If there is one place that will make you feel welcome despite no common membership, it will be a Masonic lodge.  
I think its great that you are going and I hope you make enough friends that you will feel like a part of the family.

ESS


----------



## BryanMaloney (Jan 20, 2012)

Thank you for your responses. Elsewhere on this web site, I have found the following:


> _Other men are honest in fear of punishment which the law might inflict; they are religious in expectation of being rewarded, or in dread of the devil in the next world. A Freemason would be just if there were no laws, human or divine except those written in his heart by the finger of his Creator. In every climate, under every system of religion, he is the same. He kneels before the Universal Throne of God in gratitude for the blessing he has received and humble solicitation for his future protection. He venerates the good men of all religions. He gives no offense, because he does not choose to be offended. He contracts no debts which he is certain he cannot discharge, because he is honest upon principle._



This is why I wish to look into Freemasonry--rectitude for its own sake. Voluntary, intentional moral behavior, freely chosen by men who might be fully capable of immorality but choose the good simply because it is good.


----------



## Bill Lins (Jan 20, 2012)

If you've been in the Rockport area any time at all, there's a good chance you'll see at least one person you know at the Lodge. When I became a Mason, I was surprised by the number of men I had known & done business for years but never knew they were part of the Fraternity. Many Brethren do not advertise their affiliation.


----------



## Bro. Stewart P.M. (Jan 21, 2012)

BryanMaloney said:


> I am going to go to my first open function at the local lodge tomorrow morning (lodge breakfast), at which time I think I am probably for the first time ever going to meet someone that I know is a mason. I have no known mason relatives. I have no friends that I know to be masons. Since I did not live in Texas until 2010, I would not be at all surprised if I did not know a single person at the lodge, tomorrow. Nevertheless, I'm going to show up.
> 
> I must say that I have some nervousness. I have not lived an exemplary life. I have at least managed to commit no crimes in my past. I have been hoping that I've turned my life around since then, at least.

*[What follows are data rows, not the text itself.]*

PR #519, opened 2025-03-10
test: add a test that checks correctness of OutOfGasStorage error

olegrok:
Just to be sure that contract returned valid output.


olegrok:
Suppressed by https://github.com/NilFoundation/nil/pull/518

PR #521, opened 2025-03-11
[go-ibft] add more metrics for specific stages

olegrok:
This patch adds histograms for "new round", "commit" and "prepare" stages. There is also "fin" stage. But it seems to be empty.


Zerg1996 (approved):
Why don't you want to use measurer like in block_generation duration?
```
	measurer, err := telemetry.NewMeasurer(
		meter, "block_generation", telattr.ShardId(shardId),
	)
```

But as hist implementation for me looks good!

olegrok:
> Why don't you want to use measurer like in block_generation duration?

I'd like to keep `go-ibft` implementation independent on our internal packages. At least for now.

PR #481, opened 2016-08-12
Daemon: Fix support for other schema

tim-cools:
I started to play around with the async daemon and noticed that events on another schema were not yet supported properly.


jeremydmiller:
Good catch.

PR #483, opened 2016-08-12
Fix event stream fetchall with before|after

jimgolfgti:
Tests can_fetch_all_events_after_now and can_fetch_all_events_before_now were repeatedly failing running in BST timezone.

The Column `mt_events.timestamp` is defined as `timestamp without time zone` and is always populated with insertion time taken from the UTC time zone. Also EventsQueryHandler enforces that the DateTime given for either `before` or `after` parameters must have `DateTimeKind` of UTC.

However, the parameters for the query were prepared as `NpgsqlDbType.TimestampTZ` which causes Postgres to adjust the given value appropriate to the server's time zone.

### DIFF
--- a/src/Marten.Testing/Acceptance/patching_api.cs
+++ b/src/Marten.Testing/Acceptance/patching_api.cs
@@ -1,8 +1,8 @@
 ﻿using System;
+using System.Collections.Generic;
 using System.Linq;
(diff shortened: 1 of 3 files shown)


jeremydmiller:
Cool, thanks! I'll pull it in shortly.

PR #488, opened 2016-08-17
Use PG object comments to record metadata (IDocumentStore FQN)

jokokko:
Record Marten related metadata in PG object comments - first for tables created (so I can e.g. 
```
SELECT relname, description from pg_description
join pg_class on pg_description.objoid = pg_class.oid
where description like 'origin:Marten.IDocumentStore, Marten, Version=1.0.0.51046%'
```

### DIFF
--- a/src/Marten.Testing/Schema/add_origin_Tests.cs
+++ b/src/Marten.Testing/Schema/add_origin_Tests.cs
@@ -1,0 +1,39 @@
+﻿using Marten.Testing.Documents;
+using Marten.Util;
+using Xunit;
+
+namespace Marten.Testing.Schema
+{
+    public class add_origin_Tests
+    {     
+        [Fact]
+        public void origin_is_added_to_tables()
+        {
+            var user1 = new User { FirstName = "Jeremy" };
+            var user2 = new User { FirstName = "Max" };
+            var user3 = new User { FirstName = "Declan" };
+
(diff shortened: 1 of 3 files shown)


jeremydmiller:
@jokokko I'll get this one tomorrow morning

jeremydmiller:
@jokokko Except it does need some tests first. I like the idea though.

bradyclifford:
I have a similar PR that injects the JSON schema into the PH meta data comments.

jokokko:
@jeremydmiller Oops, had the tests in stash and forgot to apply them to my commit.

@bradyclifford That's clever. My idea of using PG comments was to easily query the db for Marten related objects and see from which version they originate.

bradyclifford:
Ya I will probably instead just have the JSON Schema in normal script comments. My database team is requiring that they review the JSON schema that will be persisted in the data column before they will approve the DDL script.

jeremydmiller:
@jokokko @bradyclifford I'm going to hold off on this one just until Brady's changes are ready just in case there's any conflicts

bradyclifford:
@jeremydmiller decided that it probably is better that we don't include the Json schema in the table comments.  Instead, we can inject it in after the DDL script is created via our own project CLI.  Unless, you feel it would still be beneficial to have for the entire Marten community.

Issue #23, opened 2015-10-21
Command line management tool?


jeremydmiller:
I think we need some kind of facility to generate the database schema objects for document types. Think about this one more. Is it a console tool on top of the library support? Migrations?

Possible features would be:

1. Dump the full DDL for the entire schema
1. Generate patches for any places where the schema is different than the Marten configuration
1. Bulk data loading?
1. Wipe out Marten schema objects?
1. Load the Javascript projections?

jeremydmiller:
Here's my proposal. For right now, I'm proposing that we have a separate **library** to hold the command line support. In usage, you'd build your own console app so you could build out the `StoreOptions` any which way you want, then delegate to the Marten CLI support. That quickly sidesteps the issues of needing to use separate AppDomain's and "finding" the right StoreOptions if we distributed our own console app.

For usage, I've got:

```
yourtool ddl [file] --> writes all the DDL for the StoreOptions to the designated file
yourtool patch [file] --> writes the patch (if any) and drop files to the designated location
yourtool apply --log [file] --> applies all outstanding changes at one time
yourtool assert --log [file] --> asserts that the db schema matches the Marten configuration
yourtool sqitch [folder] --> See https://github.com/JasperFx/marten/issues/493



```

jeremydmiller:
This is done, just needs to be doc'd. I'm closing it for now.

PR #489, opened 2016-08-17
Toy cli - maybe a skeleton for #23

jokokko:
Created a little skeleton for CLI tool...


jeremydmiller:
@jokokko Before you go down that any farther, peek at this one: https://github.com/JasperFx/oakton. It's the CLI parsing tooling we've used for years in the fubu projects in a new, smaller library.

jeremydmiller:
@jokokko Actually, if you don't mind, I'd like to tackle this one myself tomorrow. One of our teams actually needs it pretty soon. The only one that I think will be time consuming is the Sqitch integration, which is of course the one they need.

jokokko:
@jeremydmiller sure thing.

PR #497, opened 2016-08-23
Allow switching the default IAggregator to be used when no explicit r…

jokokko:
…egistration exists.

Adds one signature to the public API, namely.
EventGraph.UseAggregatorLookup(IAggregatorLookup aggregatorLookup)


jeremydmiller:
Got it.

PR #508, opened 2016-09-01
Fix The UTC time represented when the offset is applied must be betwe…

tim-cools:
…en year 0 and 10,000 in tests

Got the error: The UTC time represented when the offset is applied must be between year 0 and 10,000.
while running theses tests. The fix below...


jeremydmiller:
Bueno, thank you Tim.

Issue #512, opened 2016-09-06
Allow for limiting the number of results returned when querying an event stream


jeffdoolittle:
When synchronizing append-only event streams between different systems, it's helpful to have control over the number of events returned when querying. 

Add a `limit` parameter to the `IEventStore.FetchStream` and `IEventStore.FetchStreamAsync` methods.

jeffdoolittle:
I think we're good to just query for `IEvent`s with `Skip/Take`

Issue #469, opened 2016-08-03
Linq support for IEvent


Tazer:
Possibility to query after events with linq.

For example something like this:

`session.Query<IEvent>().Where(x => x.Stream == ? && x.Version > #)`

So we are not only locked down to the IEventStore methods.

Tazer:
Awesome :)

PR #513, opened 2016-09-06
closes GH-512 option to limit event stream results

jeffdoolittle:
@jeremydmiller our team needs this to aid in controlling event stream querying and synchronizing event streams across systems.

### DIFF
--- a/src/Marten/Events/EventQueryHandler.cs
+++ b/src/Marten/Events/EventQueryHandler.cs
@@ -10,9 +10,10 @@ namespace Marten.Events
         private readonly EventSelector _selector;
         private readonly Guid _streamId;
         private readonly DateTime? _timestamp;
+        private readonly int? _limit;
         private readonly int _version;
 
-        public EventQueryHandler(EventSelector selector, Guid streamId, int version = 0, DateTime? timestamp = null)
+        public EventQueryHandler(EventSelector selector, Guid streamId, int version = 0, DateTime? timestamp = null, int? limit = null)
             : base(selector)
         {
             if (timestamp != null && timestamp.Value.Kind != DateTimeKind.Utc)
@@ -24,6 +25,7 @@ namespace Marten.Events
             _streamId = streamId;
             _version = version;
             _timestamp = timestamp;
+            _limit = limit;
         }
 
         public override Type SourceType => typeof(IEvent);
@@ -48,6 +50,12 @@ namespace Marten.Events
             }
 
             sql += " order by version";
+
+            if (_limit.HasValue)
+            {
+                var limitParam = command.AddParameter(_limit.Value);
+                sql += " limit :" + limitParam.ParameterName;
+            }
 
             command.AppendQuery(sql);
         }
--- a/src/Marten/Events/EventStore.cs
+++ b/src/Marten/Events/EventStore.cs
@@ -77,16 +77,16 @@ namespace Marten.Events
             return StartStream<TAggregate>(Guid.NewGuid(), events);
         }
 
-        public IList<IEvent> FetchStream(Guid streamId, int version = 0, DateTime? timestamp = null)
+        public IList<IEvent> FetchStream(Guid streamId, int version = 0, DateTime? timestamp = null, int? limit = null)
         {
-            var handler = new EventQueryHandler(_selector, streamId, version, timestamp);
+            var handler = new EventQueryHandler(_selector, streamId, version, timestamp, limit);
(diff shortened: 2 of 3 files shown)


jeffdoolittle:
Tried to add storyteller tests to verify functionality but wasn't able to get it working. I keep getting exceptions like this:

```
System.Reflection.TargetInvocationException: Exception has been thrown by the target of an invocation. ---> Npgsql.NpgsqlException: 42883: function mt_append_event(stream => uuid, stream_type => character varying, event_id => uuid, event_type => character varying, body => jsonb) does not exist
   at Npgsql.NpgsqlConnector.DoReadSingleMessage(DataRowLoadingMode dataRowLoadingMode, Boolean returnNullForAsyncMessage, Boolean isPrependedMessage)
   at Npgsql.NpgsqlConnector.ReadSingleMessage(DataRowLoadingMode dataRowLoadingMode, Boolean returnNullForAsyncMessage)
   at Npgsql.NpgsqlCommand.Execute(CommandBehavior behavior)
   at Npgsql.NpgsqlCommand.ExecuteNonQueryInternal()
   at Marten.Services.UpdateBatch.<>c.<Execute>b__7_0(NpgsqlCommand c) in C:\projects\Marten\src\Marten\Services\UpdateBatch.cs:line 46
   at Marten.Services.ManagedConnection.Execute[T](NpgsqlCommand cmd, Func`2 func) in C:\projects\Marten\src\Marten\Services\ManagedConnection.cs:line 110
   at Marten.Services.UpdateBatch.Execute() in C:\projects\Marten\src\Marten\Services\UpdateBatch.cs:line 46
   at Marten.Services.UnitOfWork.ApplyChanges(UpdateBatch batch) in C:\projects\Marten\src\Marten\Services\UnitOfWork.cs:line 120
   at Marten.DocumentSession.SaveChanges() in C:\projects\Marten\src\Marten\DocumentSession.cs:line 128
   at Marten.Testing.Fixtures.EventStore.EventStoreFixture.ForNewQuestStream(String name, DateTime date) in C:\projects\Marten\src\Marten.Testing\Fixtures\EventStore\EventStoreFixture.cs:line 44
   --- End of inner exception stack trace ---
   at System.RuntimeMethodHandle.InvokeMethod(Object target, Object[] arguments, Signature sig, Boolean constructor)
   at System.Reflection.RuntimeMethodInfo.UnsafeInvokeInternal(Object obj, Object[] parameters, Object[] arguments)
   at System.Reflection.RuntimeMethodInfo.Invoke(Object obj, BindingFlags invokeAttr, Binder binder, Object[] parameters, CultureInfo culture)
   at StoryTeller.Grammars.Reflection.MethodInvocation.<Invoke>d__19.MoveNext() in C:\BuildAgent\work\cafc4cf00d277d9c\src\StoryTeller\Grammars\Reflection\MethodInvocation.cs:line 81
   at System.Linq.Buffer`1..ctor(IEnumerable`1 source)
   at System.Linq.Enumerable.ToArray[TSource](IEnumerable`1 source)
   at StoryTeller.Grammars.LineStep.execute(ISpecContext context) in C:\BuildAgent\work\cafc4cf00d277d9c\src\StoryTeller\Grammars\LinePlan.cs:line 18
   at StoryTeller.Grammars.LineStepBase.Execute(SpecContext context) in C:\BuildAgent\work\cafc4cf00d277d9c\src\StoryTeller\Grammars\LineStepBase.cs:line 40
```

jeremydmiller:
@jeffdoolittle Before we take this in (and I won't without tests), can you take a look at this functionality: https://github.com/JasperFx/marten/issues/469? It would allow you to do Skip() and/or Take().

jeffdoolittle:
Totally agree regarding tests which is why I was trying to get ST working. If you can point me in the right direction to get it running, that would be great.

Regarding the request at hand, we were trying to avoid querying the raw stream based on warnings in the docs: 

http://jasperfx.github.io/marten/documentation/events/streams/#sec3

We got a bit timid reading the docs at first since it says flat out that direct querying is not a good idea. But as I'm looking at the code for #469 it looks like it's possible to still filter by streamid and get an index hit, so this could work for us. 

Thoughts?

jeremydmiller:
It shouldn't be that bad if you're querying against some combination of stream id and sequence. Both of those fields would be indexed. You *can* add additional indexes. Not sure how much difference that would make to write performance.

The EventQueryHandler does go at the raw data too, so it's 6 of one, half a dozen of another here.

PR #527, opened 2016-09-21
Adds an example of using ViewProjection<T>

daveaglick:
As promised, here's an example of `ViewProjection<T>` for aggregating across streams. cc @tim-cools

### DIFF
--- a/src/Marten.Testing/Events/Projections/WeaponNamesByQuest.cs
+++ b/src/Marten.Testing/Events/Projections/WeaponNamesByQuest.cs
@@ -1,0 +1,108 @@
+﻿using System;
+using System.Collections.Generic;
+using System.Linq;
+using System.Threading.Tasks;
+using Marten.Events.Projections;
+
+namespace Marten.Testing.Events.Projections
+{
+    // SAMPLE: WeaponNamesByQuest
+// Aggregates
+
+public class Quest
+{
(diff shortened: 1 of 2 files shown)


src/Marten.Testing/Events/Projections/WeaponNamesByQuest.cs
```diff
@@ -0,0 +1,108 @@
...
+
+public class WeaponNamesByQuestProjection : ViewProjection<WeaponNamesByQuest>
+{
+    public WeaponNamesByQuestProjection()
+    {
+        ProjectEvent<WeaponCreated>(
+            (session, evt) => session.Load<Person>(evt.HolderId).QuestId,
+            (view, evt) => view.WeaponNamesLookup[evt.Id] = evt.Name);
+        ProjectEvent<WeaponNameChanged>(
+            (session, evt) => session.Load<Person>(session.Load<Weapon>(evt.Id).HolderId).QuestId,
```
jeremydmiller: You can use an Include() there to make it more efficient. Uglier code sample though. I think it might be worth going back at that ViewProjection to find ways of making it more efficient on the data fetching so that it could batch things up as needed.

jeremydmiller:
Cool, I'll get this up on the site soon. Thanks!

PR #542, opened 2016-10-04
Ensure existing functions are not regenerated

jimgolfgti:


jeremydmiller:
@jimgolfgti Thanks for doing this. I'll roll this one in after CI gets a chance to run the build for this.

PR #546, opened 2016-10-05
Support for Apply(Event<T>) aggregation

jmezach:
As briefly discussed in the Gitter room I took a stab at adding support for Apply(EventOfT) style aggregation. This would allow the aggregate to use raw event data (such as timestamp).

Would love some feedback on this.

### DIFF
--- a/src/Marten/Events/Projections/Aggregator.cs
+++ b/src/Marten/Events/Projections/Aggregator.cs
@@ -22,7 +22,7 @@ namespace Marten.Events.Projections
                 {
                     object step = null;
                     var eventType = method.GetParameters().Single<ParameterInfo>().ParameterType;
-                    if (eventType.GetTypeInfo().IsGenericType && eventType.GetGenericTypeDefinition() == typeof(Event<>))
+                    if (eventType.Closes(typeof(Event<>)))
                     {
                         eventType = eventType.GetGenericArguments().Single();
                         step = typeof(EventAggregationStep<,>)
--- a/src/Marten/Events/Projections/Aggregator.cs
+++ b/src/Marten/Events/Projections/Aggregator.cs
@@ -20,9 +20,19 @@ namespace Marten.Events.Projections
                 .Where(x => x.Name == ApplyMethod && x.GetParameters().Length == 1)
                 .Each(method =>
                 {
+                    object step = null;
                     var eventType = method.GetParameters().Single<ParameterInfo>().ParameterType;
-                    var step = typeof (AggregationStep<,>)
-                        .CloseAndBuildAs<object>(method, typeof (T), eventType);
+                    if (eventType.GetTypeInfo().IsGenericType && eventType.GetGenericTypeDefinition() == typeof(Event<>))
+                    {
+                        eventType = eventType.GetGenericArguments().Single();
+                        step = typeof(EventAggregationStep<,>)
+                            .CloseAndBuildAs<object>(method, typeof(T), eventType);
+                    }
+                    else
+                    {
+                        step = typeof(AggregationStep<,>)
+                            .CloseAndBuildAs<object>(method, typeof(T), eventType);
+                    }
 
                     _aggregations.Add(eventType, step);
                 });
--- a/src/Marten.Testing/Events/Projections/AggregationStepTests.cs
+++ b/src/Marten.Testing/Events/Projections/AggregationStepTests.cs
@@ -33,21 +33,19 @@ namespace Marten.Testing.Events.Projections
         [Fact]
         public void can_build_aggregation_step_for_an_event_apply_method()
         {
-            Expression<Action<QuestParty, MembersDeparted>> apply = (p, j) => p.Apply(new Event<MembersDeparted>(j));
+            Expression<Action<QuestPartyWithEvents, MembersJoined>> apply = (p, j) => p.Apply(new Event<MembersJoined>(j));
 
 
-            var departed = ReflectionHelper.GetMethod<QuestParty>(x => x.Apply(new Event<MembersDeparted>(new MembersDeparted())));
+            var joined = ReflectionHelper.GetMethod<QuestPartyWithEvents>(x => x.Apply(new Event<MembersJoined>(new MembersJoined())));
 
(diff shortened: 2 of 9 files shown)


src/Marten/Events/Projections/Aggregator.cs
```diff
@@ -20,9 +20,19 @@ public Aggregator()
                 .Where(x => x.Name == ApplyMethod && x.GetParameters().Length == 1)
                 .Each(method =>
                 {
+                    object step = null;
                     var eventType = method.GetParameters().Single<ParameterInfo>().ParameterType;
-                    var step = typeof (AggregationStep<,>)
-                        .CloseAndBuildAs<object>(method, typeof (T), eventType);
+                    if (eventType.GetTypeInfo().IsGenericType && eventType.GetGenericTypeDefinition() == typeof(Event<>))
```
jeremydmiller: If you want to shortcut that code, there's an extension method in Baseline called `Closes(type)` that would do the same logic.

jeremydmiller:
Actually, I think it looks good as is in the real code, but in the tests, could you make a separate `QuestParty2` aggregate (or some better name) that does `Apply(Event<T>)` and leave the original tests that use the old `Apply(event body type)` signatures? So that we've got coverage for both? 

I'm coincidentally getting 1.1 ready this morning and I need to push it out when I can. If you agree, I could take in the PR and do the little changes to the test coverage.

jeremydmiller:
@jmezach Oh, and thank you for doing this one;)

src/Marten/Events/Projections/Aggregator.cs
jmezach: You mean if (eventType.Closes(typeof(Event<>))?

jmezach:
@jeremydmiller No problem. Loved to do it. Quite like Marten so far, but discovered a scenario where this could be really useful so I thought I'd might as well add it myself since its open source ;).

I did break the IAggregation<T, TEvent> interface since that now requires an Apply(T, Event<TEvent>) method instead of Apply(T, TEvent), so technically that's a breaking change ;).

jeremydmiller:
Gotcha. This one's going to have to wait then. Let's find a way to pull this off additively so we don't have to break the IAggregation interface.

jmezach:
Agreed, that would be better solution. And I think I already have a solution that doesn't require breaking the interface. Need to run some tests though ;).

jeremydmiller:
Cool, I'm gonna see if I can put off the 1.1 thing for a couple hours. I do need to push out the connection/transaction hygiene improvements to my internal team today though.

jmezach:
After looking at this some more I think it might be a bit tricky to pull off without breaking things. My first attempt was to use the **IAggregation&lt;T, TEvent>** interface as is, but use *Event&lt;TEvent>* as the type for *TEvent*. Unfortunately there is also the **IAggregator&lt;T>** interface which has an *AggregatorFor&lt;TEvent>()* method that returns an **IAggregation&lt;T, TEvent>**. That would then also have to change to return an **IAggregation&lt;T, TEvent>** which is a breaking change as well.

Perhaps it would be possible to make **Event&lt;TEvent>** directly convertible to *TEvent*, but I'm not quite sure if thats enough to make this non-breaking.

Any thoughts on this?

jeremydmiller:
Jump in a time machine, go back 6 months, and do it the way you had it at first?

My thought is that you keep two different collections of `IAggregation<T, TEvent>` and `IAggregationWithEventData<T, TEvent>` inside of aggregator. Then just try to hide that detail from the user and allow them to interchange Apply(T) and Apply(Event<T>)?

jeremydmiller:
I am going to hold off on this until 1.2, but that's going to be right around the corner anyway

jmezach:
That sounds reasonable.

Problem I still have though is that the aggregator needs to have access to the Event&lt;T> for both cases, which it currently doesn't have. Event&lt;T> calls AggregatorFor&lt;T> which returns an object that only has an Apply(T) method, but not an Apply(Event) method.

jmezach:
Did some more experimenting on this, but one way or the other we need access to the actual event data (ie. **Event&lt;TEvent>**). So what I did right now is add another method to the **IAggregator&lt;T>** interface called *AggregatorForEvent&lt;TEvent>()* which returns an IAggregation&lt;T, Event&lt;TEvent>> and I marked the existing *AggregatorFor&lt;TEvent>()* method as obsolete.

Of course this is still breaking an interface, since implementors of **IAggregator&lt;T>** will now have to implement another method. I've already made an **EventAggregationTranslator** class that translates from **IAggregation&lt;T, Event&lt;TEvent>>** to **IAggregation&lt;T, TEvent>** which could help with implementing the new method.

Would that be more acceptable than breaking the IAggregation interface?

jeremydmiller:
@jmezach Do you mind if I take this the last little bit today or tomorrow? I've got a backlog of things to go out in a 1.2 release, so now's a good time to bet it bundled in.

jmezach:
Sure, no problem. I do still have some uncommitted changes which were moving in the direction I mentioned in my last update. I believe that works for Marten itself, but I still had to fix some compile errors in the tests. I can probably fix those quickly by using the EventAggregationTranslator class, but I wasn't sure if you want to go there?

jeremydmiller:
@jmezach I finished it off in https://github.com/JasperFx/marten/commit/c337bd476bddcba33397b126db0c62024b55aec7. See what I did in the `Event<T>` class. I'm not terribly proud here, but it should serve until we do some kind of 2.0 and adjust the public API.

jmezach:
Well, I guess that works yes ;). Nice to see that this got in and we can always fix the API issues later. API design is hard ;). Looking forward to 1.2.

jeremydmiller:
In retrospect, I wish I'd cut the event store to a separate addon package so it could be rev'd independently. Didn't do that at the time because I didn't want the extra complexity of dealing with the plugin system.

jmezach:
I guess that would have been neat from a usage perspective since you could just use Marten as a document database and not have to bother with the event store stuff. Then again, I quite like how both the event store side of things and the document database side of things combine together. I'm sure that also brings some complexity if it was separated out.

I know all too well how difficult it is to walk into a situation where you new and unsure of your footing. You will do just fine! I know that I felt the same way that you do when I was petitioning my home lodge years ago. I was nervous but went anyway. As it turned out, of the 15 or so that were there that first night I knew over half of them!

You'll be just fine. Jump in, the water is fine!!!


----------



## M.Prejean (Jan 21, 2012)

So how did it go?


----------



## BryanMaloney (Jan 21, 2012)

I was struck by how I was the youngest person there by at least 20 years--I am 46--and there were many people there. Otherwise, I think it went well. I have already been given a petition.


----------



## hlnelson (Jan 21, 2012)

BryanMaloney said:


> I was struck by how I was the youngest person there by at least 20 years--I am 46--and there were many people there. Otherwise, I think it went well. I have already been given a petition.



The generation gap should pose no problem in the lodge. Congrats on your petition and all the best.


----------



## BryanMaloney (Jan 21, 2012)

Thank you. I didn't recognize a single face, though. It's probably a "different circles" matter.


----------



## M.Prejean (Jan 21, 2012)

BryanMaloney said:


> I was struck by how I was the youngest person there by at least 20 years--I am 46--and there were many people there. Otherwise, I think it went well. I have already been given a petition.


 
That's Rockport, TX!!! Seriously, I think there's a minimum-age requirement for people moving there. I'm not sure how you at 46, slipped in! J/K

I'm glad it went well for you. I also didn't know anybody when I took my first step, but when I showed up the second time and since, I was among friends who became brothers. Don't stress the age gap. I'm eleven years your junior and find that I have more in common with my brothers than I do with most of the people I associate with outside of lodge. A man's quality doesn't deteriorate with age, the good just get better.


----------



## jwhoff (Jan 21, 2012)

Well, that wasn't so bad was it?  I bet all the rocks that could have been thrown at you were still on the pile out behind the lodge.  I don't know many, even the most hardened cynic, who feel they can legitimately throw rocks at another man's shortcomings.  That's usually a knee-jerk crowd mentality.

Wish you the best of luck.


----------



## stephenaulds (Jan 22, 2012)

BryanMaloney said:


> I was struck by how I was the youngest person there by at least 20 years--I am 46--and there were many people there. Otherwise, I think it went well. I have already been given a petition.


 
LOL I know how you feel with this one man! I really wouldn't worry about it though. You'll find that you may have more in common with the members of your Lodge (assuming you join) than you might think.


----------



## BryanMaloney (Jan 22, 2012)

jwhoff said:


> Well, that wasn't so bad was it?  I bet all the rocks that could have been thrown at you were still on the pile out behind the lodge.  I don't know many, even the most hardened cynic, who feel they can legitimately throw rocks at another man's shortcomings.  That's usually a knee-jerk crowd mentality.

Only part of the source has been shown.